I have read that bool could save 1/0 ( or true/false) but that is also 8 bits storage.So I could have stored 8 times larger size if I could store the values in a single bit.

Instead of going with multidimensional storage I chose to store matrices in single dimension matrix and accesing elements via matrix[row*N + column] where size = N * N

I have a representation below to explain stuff better

+ = 1
o = 0
  0 1 2 3 4 5
0 + o + o o o
1 o + + + o +
2 o o + o + o
3 + o o o o o
4 o o + + o 1

is converted to std::vector<unsigned char> matrix = {1,0,1,0,0,0,...}

I chose the unsigned char to store 1 & 0s and have 8 bits of minimum size in c++ I have the following code as a starting point:


 int each_row;
 int row_val;
  for (int row = 0; row < 8; row++) {
    for (int col = 0; col < 8; col++) {
      
      unsigned char val = matrix[row * N + col];
      each_row = each_row + to_string(val);
      
    }

    row_val = std::stoi(each_row, nullptr, 2); // to int

so my question is how can I store values in each row/col in a single bit of a char to compress data ?

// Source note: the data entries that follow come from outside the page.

PR #528, opened 2016-10-10
Update ReadableStreamTee to allow cloning for only the second branch

domenic:
This is part of fixing https://github.com/yutakahirano/fetch-with-streams/issues/67.

/cc @youennf @yutakahirano. Because of how I changed this (just modifying the meaning of the second arg being true) this should require no subsequent changes to Fetch.

### DIFF
--- a/index.bs
+++ b/index.bs
@@ -706,21 +706,26 @@ readable stream is <a>locked to a reader</a>.
 </emu-alg>
 
 <h4 id="readable-stream-tee" aoid="ReadableStreamTee" throws>ReadableStreamTee ( <var>stream</var>,
-<var>shouldClone</var> )</h4>
+<var>cloneForBranch2</var> )</h4>
 
-This abstract operation is meant to be called from other specifications that may wish to
-<a lt="tee a readable stream">tee</a> a given readable stream. Its second argument governs whether or not the data from
-the original stream will be <a abstract-op lt="StructuredClone">structured cloned</a> before becoming visible in the
-returned branches. [[!HTML]]
+This abstract operation is meant to be called from other specifications that may wish to <a lt="tee a readable
+stream">tee</a> a given readable stream.
+
+The second argument, <var>cloneForBranch2</var>, governs whether or not the data from the original stream will be <a
+abstract-op lt="StructuredClone">structured cloned</a> before appearing in the second of the returned branches. This is
+useful for scenarios where both branches are to be consumed in such a way that they might otherwise interfere with each
+other, such as by <a abstract-op lt="Transfer">transfering</a> their <a>chunks</a>. However, it does introduce a
+noticable asymmetry between the two branches. [[!HTML]]
 
 <emu-alg>
   1. Assert: ! IsReadableStream(_stream_) is *true*.
-  1. Assert: Type(_shouldClone_) is Boolean.
+  1. Assert: Type(_cloneForBranch2_) is Boolean.
   1. Let _reader_ be ? AcquireReadableStreamDefaultReader(_stream_).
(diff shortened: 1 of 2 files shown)


youennf:
That seems ok as a minimal change.
I would like to understand though why a direct clone method is not possible/appropriate.
The other naive question I have is whether we can do so something better in the case the source is mandated to be a byte stream source.

reference-implementation/lib/readable-stream.js
```diff
@@ -488,23 +488,20 @@ function create_ReadableStreamTeePullFunction() {
...
 
+      const value1 = value;
+      const value2 = value;
+
       // There is no way to access the cloning code right now in the reference implementation.
       // If we add one then we'll need an implementation for StructuredClone.
-
+      // if (teeState.canceled2 === false && cloneForBranch2 === true) {
+      //   value2 = StructuredClone(value2);
+      // }
```
tyoshino: Even when the branch 1 has been cancelled, we clone values. I think it's ok and is more consistent, but leaving this comment to make sure you're aware of.

index.bs
```diff
@@ -782,14 +769,11 @@ ReadableStreamTee pull function <var>F</var> is called, it performs the followin
...
-      1. Perform ? ReadableStreamDefaultControllerEnqueue(_branch1_, _value1_).
-    1. If _teeState_.[[canceled2]] is *false*,
-      1. Let _value2_ be _value_.
-      1. If _shouldClone_ is *true*, set _value2_ to ? <a abstract-op>StructuredClone</a>(_value_).
-      1. Perform ? ReadableStreamDefaultControllerEnqueue(_branch2_, _value2_).
+    1. Let _value1_ and _value2_ be _value_.
+    1. If _teeState_.[[canceled2]] is *false* and _cloneForBranch2_ is *true*, set _value2_ to ? <a
+       abstract-op>StructuredClone</a>(_value2_).
+    1. If _teeState_.[[canceled1]] is *false*, perform ? ReadableStreamDefaultControllerEnqueue(_branch1_, _value1_).
+    1. If _teeState_.[[canceled2]] is *false*, perform ? ReadableStreamDefaultControllerEnqueue(_branch1_, _value2_).
```
tyoshino: _branch2_

index.bs
```diff
@@ -28,11 +28,6 @@ Ignored Vars: e
 </pre>
 
 <pre class="anchors">
-urlPrefix: https://html.spec.whatwg.org/multipage/; spec: HTML
-    text: StructuredClone; urlPrefix: infrastructure.html; type: abstract-op
-    text: Transfer; url: infrastructure.html#transfer-abstract-op; type: abstract-op
-    text: WebSocket; url: comms.html#websocket; type: interface
-    text: transferable objects; url: infrastructure.html; type: dfn
```
tyoshino: what made these unnecessary?

domenic:
> I would like to understand though why a direct clone method is not possible/appropriate.

To read the data from a readable stream, you must necessarily remove it from the stream's internal queue. So there is no real way to create a clone; the very act of reading is destructive.

reference-implementation/lib/readable-stream.js
domenic: Ah, that is interesting; thanks for pointing it out. It is probably better this way, yeah.

index.bs
domenic: Recent changes to the HTML spec to export these terms automatically instead of requiring manual import.

domenic: I pulled this and some other changes that are unrelated to teeing out into https://github.com/whatwg/streams/commit/0dc890351d298e288161c991582d998a9d5e5f51 (committed to master)

index.bs
domenic: Thanks, fixed

tyoshino:
3a95925 lgtm :)

yutakahirano:
lgtm

PR #531, opened 2016-10-11
Port some TransformStream tests to wpt

marvinhagemeister:
This includes constructor, flush and general tests. I'm new to the web platform test suite, and was wondering if we have some kind of `deepEqual` assertion? I didn't find one and as fallback compared each object property with its own assertion.


sideshowbarker:
>  was wondering if we have some kind of `deepEqual` assertion? I didn't find one 

The harness has an undocumented `assert_object_equals` but it’s deprecated so shouldn't be used.

> and as fallback compared each object property with its own assertion

That’s the preferred way as far as project policy goes. So I think you already did the right thing.

(All said not knowing exactly what `deepEqual` is but assuming it’s for testing object equivalence.)

domenic:
@marvinhagemeister, this is really helpful! However, I'm afraid this might be in conflict with #519, which is going to be merged very soon :(. A more stable target for test porting would be #492, where you could coordinate with @ricea on which _writable_ stream tests still need to be converted.

marvinhagemeister:
@domenic Ah shoot! I missed that. Are some tests which are safe to port?

marvinhagemeister:
@domenic I think the CI setup needs some love. There is a failing testcase but it doesn't fail the build

domenic:
> Are some tests which are safe to port?

Mostly the writable stream tests. There the potential conflict is that @ricea is working on porting them too, but as long as you both use #492 to coordinate which ones you intend to work on, it should be safe.

(Most piping-related tests are ported in #512.)

> I think the CI setup needs some love. There is a failing testcase but it doesn't fail the build

Eek, that's not good either. I'll try to figure that out too.

reference-implementation/to-upstream-wpts/transform-stream/constructor.https.html
```diff
@@ -0,0 +1,12 @@
+<!DOCTYPE html>
```
domenic: Let's merge the constructor tests into the general tests

reference-implementation/to-upstream-wpts/transform-stream/constructor.js
```diff
@@ -0,0 +1,15 @@
...
+  self.importScripts('/resources/testharness.js');
+}
+
+test(() => {
+  const ts = new TransformStream({ transform() { } });
+}, 'TransformStream can be constructed with a transform function');
+
+test(() => {
+  const error = new TypeError('something bad');
+  assert_throws(error, () => new TransformStream(), 'TransformStream cannot be constructed with no arguments');
```
domenic: Nit: Use `assert_throws(new TypeError(), ...)` here instead of constructing an error with an arbitrary string.

reference-implementation/to-upstream-wpts/transform-stream/flush.js
```diff
@@ -0,0 +1,117 @@
...
+// TODO
+test(() => {
+  let flushCalled = false;
+  const ts = new TransformStream({
+    transform() {
+      return new Promise(resolve => setTimeout(resolve, 10));
+    },
+    flush() {
+      flushCalled = true;
+      return new Promise(); // never resolves
```
domenic: This is not valid promise usage; it should be `new Promise(() => {})`. A preexisting problem I guess!

reference-implementation/to-upstream-wpts/transform-stream/flush.js
```diff
@@ -0,0 +1,117 @@
...
+  assert_false(flushCalled, 'closing the writable does not immediately call flush if writes are not finished');
+
+  let rsClosed = false;
+  ts.readable.getReader().closed.then(() => {
+    rsClosed = true;
+  });
+
+  setTimeout(() => {
+    assert_true(flushCalled, 'flush is eventually called');
+    assert_equals(rsClosed, false, 'if flushPromise does not resolve, the readable does not become closed');
```
domenic: You can use `assert_false` here.

reference-implementation/to-upstream-wpts/transform-stream/flush.js
```diff
@@ -0,0 +1,117 @@
...
+      c.enqueue('y');
+    }
+  });
+
+  const reader = ts.readable.getReader();
+
+  const writer = ts.writable.getWriter();
+  writer.write('a');
+  writer.close();
+  reader.read().then(result1 => {
```
domenic: return the promise here, and remove the `.catch(e => t.error(e))` (`t` is not defined)

reference-implementation/to-upstream-wpts/transform-stream/flush.js
```diff
@@ -0,0 +1,117 @@
...
+  writer.write('a');
+  writer.close();
+  assert_false(flushCalled, 'closing the writable does not immediately call flush if writes are not finished');
+
+  let rsClosed = false;
+  ts.readable.getReader().closed.then(() => {
+    rsClosed = true;
+  });
+
+  setTimeout(() => {
```
domenic: Instead of using setTimeout, do `return delay(50).then(...)`. This will require importing test-utils for these tests, in both the HTML and JS files. See other tests for examples.

reference-implementation/to-upstream-wpts/transform-stream/flush.js
```diff
@@ -0,0 +1,117 @@
...
+    }
+  });
+
+  const reader = ts.readable.getReader();
+
+  const writer = ts.writable.getWriter();
+  writer.write('a');
+  writer.close();
+
+  reader.read().then(result1 => {
```
domenic: Do `return Promise.all([...])` here on the two promises, with no `.catch()`s.

reference-implementation/to-upstream-wpts/transform-stream/flush.js
```diff
@@ -0,0 +1,117 @@
...
+  const ts = new TransformStream({
+    start(controller) {
+      c = controller;
+    },
+    transform() {
+    },
+    flush() {
+      c.enqueue('x');
+      c.enqueue('y');
+      return new Promise(resolve => setTimeout(resolve, 10));
```
domenic: Once you've imported `delay()`, you can do `return delay(10)` here.

reference-implementation/to-upstream-wpts/transform-stream/flush.js
```diff
@@ -0,0 +1,117 @@
...
+      assert_equals(result2.done, false, 'the second chunk read is the second one enqueued in flush');
+    });
+  })
+  .catch(e => t.error(e));
+
+  reader.closed.then(() => {
+    assert_true(true, 'readable reader becomes closed');
+  })
+  .catch(e => { throw e; });
+}, 'TransformStream flush gets a chance to enqueue more into the readable, and can then async close');
```
domenic: Newline at EOF

reference-implementation/to-upstream-wpts/transform-stream/general.js
```diff
@@ -0,0 +1,22 @@
+'use strict';
+
+if (self.importScripts) {
+  self.importScripts('/resources/testharness.js');
+}
+
+test(() => {
+  const ts = new TransformStream({ transform() { } });
+
+  assert_true(Object.getOwnPropertyDescriptor(Object.getPrototypeOf(ts), 'writeable'), 'it has a writable property');
```
domenic: This existing test of the property descriptor is kind of bad. Maybe replace it with something like https://github.com/w3c/web-platform-tests/blob/a838bae2db982f96ddb6760ca88e699d4514884e/streams/readable-streams/general.js#L56-L61 instead.

reference-implementation/to-upstream-wpts/transform-stream/general.js
```diff
@@ -0,0 +1,22 @@
...
+  assert_true(Object.getOwnPropertyDescriptor(Object.getPrototypeOf(ts), 'readable'), 'it has a readable property');
+  assert_true(ts.readable instanceof ReadableStream, 'readable is an instance of ReadableStream');
+}, 'TransformStream instances must have writable and readable properties of the correct types');
+
+test(() => {
+  const ts = new TransformStream({ transform() { } });
+
+  const writer = ts.writable.getWriter();
+  assert_equals(writer.desiredSize, 1, 'writer.desiredSize should be 1');
+}, 'TransformStream writable starts in the writable state');
```
domenic: Newline at EOF

domenic:
Oh, also, please add yourself the acknowledgments!

Test runner fixed in https://github.com/whatwg/streams/commit/5f5b019493549b083b5ce73f30d36fb8e1bbe506

marvinhagemeister:
Awesome, thanks a lot for your quick review! I'll update the PR tomorrow (already midnight here).

reference-implementation/to-upstream-wpts/transform-stream/constructor.https.html
marvinhagemeister: done!

reference-implementation/to-upstream-wpts/transform-stream/flush.js
marvinhagemeister: Thanks for the tip! Didn't know that as well 👍

reference-implementation/to-upstream-wpts/transform-stream/flush.js
marvinhagemeister: Oh, that somehow slipped through the rebase

reference-implementation/to-upstream-wpts/transform-stream/general.js
marvinhagemeister: Fixed

marvinhagemeister:
@domenic The PR is updated with the requested changes. Thanks again for your review, really appreciate it 👍

PR #533, opened 2016-10-12
No need to reject writePromise in TransformStreamErrorInternal

tyoshino:
Follow up for #519

As we error the writable stream in TransformStreamErrorInternal, we don't need to take care of the promise returned from the underlying sink write().


ricea:
lgtm

PR #535, opened 2016-10-13
Port test that sink methods are called as methods

ricea:
Port the test 'WritableStream should call underlying sink methods as
methods' to web-platform-tests. The tape test relied on assertions
working after the test function had completed. The new test creates a
promise for each method, then fulfills it with the value of 'this'. The
main logic then verifies that each promise is fulfilled with the correct
value of 'this'.

### DIFF
--- a/reference-implementation/to-upstream-wpts/writable-streams/general.js
+++ b/reference-implementation/to-upstream-wpts/writable-streams/general.js
@@ -99,3 +99,50 @@ promise_test(() => {
     }
   );
 }, 'closed and ready on a released writer');
+
+promise_test(t => {
+  let promises = {};
+  let resolvers = {};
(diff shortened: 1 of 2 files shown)


reference-implementation/to-upstream-wpts/writable-streams/general.js
```diff
@@ -99,3 +99,50 @@ promise_test(() => {
...
   );
 }, 'closed and ready on a released writer');
+
+promise_test(t => {
+  let promises = {};
+  let resolvers = {};
+  ['start', 'write', 'close', 'abort'].forEach(methodName =>
+       promises[methodName] = new Promise(resolve => resolvers[methodName] = resolve));
+
+  class Sink {
```
tyoshino: write a comment that we ignore second and later calls.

Now each value of val = 0b00000001 or 0b00000000 I want to make use of all bits like the first row and second row combined to be stored as(due to size lower than 8) 0b10100001


Solution

  • This is exactly what std::vector<bool> is for.

    #include <vector>
    #include <string>
    
    
    int main()
    {
      std::string each_row;
      int row_val;
      int N = 8;
      std::vector<bool> matrix(N*N);
      for (int row = 0; row < N; row++) {
        for (int col = 0; col < N; col++) {
          
          unsigned char val = matrix[row * N + col];
          each_row = each_row + std::to_string(val);
          
        }
        row_val = std::stoi(each_row, nullptr, 2); // to int
      }
    }
    

    From cppreference:

    std::vector<bool> is a possibly space-efficient specialization of std::vector for the type bool.

    The manner in which std::vector<bool> is made space efficient (as well as whether it is optimized at all) is implementation defined. One potential optimization involves coalescing vector elements such that each element occupies a single bit instead of sizeof(bool) bytes.

    std::vector<bool> behaves similarly to std::vector, but in order to be space efficient, it:

    • Does not necessarily store its elements as a contiguous array.
    • Exposes class std::vector<bool>::reference as a method of accessing individual bits. In particular, objects of this class are returned by operator[] by value.
    • Does not use std::allocator_traits::construct to construct bit values.
    • Does not guarantee that different elements in the same container can be modified concurrently by different threads.

    Whether a specialization for std::vector<bool> was a good idea is a much discussed issue. See eg Why isn't vector<bool> a STL container?. Though, the differences mainly show up in generic code, where sometimes one has to add special cases, because std::vector<bool> is not like other std::vectors in its details.